> [Exercise instructions] Copy out the lines of the records below, and only those lines, from the one with "PR #710, opened 2026-02-19" through the one with "## Problem analysis", exactly as they appear.

Data to use: Begin

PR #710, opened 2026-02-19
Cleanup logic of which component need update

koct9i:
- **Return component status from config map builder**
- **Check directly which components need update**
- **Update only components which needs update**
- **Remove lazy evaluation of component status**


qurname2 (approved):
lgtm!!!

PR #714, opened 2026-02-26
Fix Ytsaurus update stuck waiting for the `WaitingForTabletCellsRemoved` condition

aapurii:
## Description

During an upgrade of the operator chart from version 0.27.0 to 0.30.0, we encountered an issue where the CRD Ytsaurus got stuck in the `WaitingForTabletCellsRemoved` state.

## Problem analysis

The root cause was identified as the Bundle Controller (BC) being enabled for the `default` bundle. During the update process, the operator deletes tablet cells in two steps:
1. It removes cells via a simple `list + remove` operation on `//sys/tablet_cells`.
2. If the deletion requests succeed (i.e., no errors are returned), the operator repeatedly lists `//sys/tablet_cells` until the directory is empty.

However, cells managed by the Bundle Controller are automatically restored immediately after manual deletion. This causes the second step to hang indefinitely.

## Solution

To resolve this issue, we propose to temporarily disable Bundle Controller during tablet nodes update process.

Data to use: End
Data to use: Begin

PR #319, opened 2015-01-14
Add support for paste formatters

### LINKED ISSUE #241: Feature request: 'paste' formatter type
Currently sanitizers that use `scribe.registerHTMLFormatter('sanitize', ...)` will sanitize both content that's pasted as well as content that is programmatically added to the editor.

Data to use: End

> [Task solution]
PR #710, opened 2026-02-19
Cleanup logic of which component need update

koct9i:
- **Return component status from config map builder**
- **Check directly which components need update**
- **Update only components which needs update**
- **Remove lazy evaluation of component status**


qurname2 (approved):
lgtm!!!

PR #714, opened 2026-02-26
Fix Ytsaurus update stuck waiting for the `WaitingForTabletCellsRemoved` condition

aapurii:
## Description

During an upgrade of the operator chart from version 0.27.0 to 0.30.0, we encountered an issue where the CRD Ytsaurus got stuck in the `WaitingForTabletCellsRemoved` state.

## Problem analysis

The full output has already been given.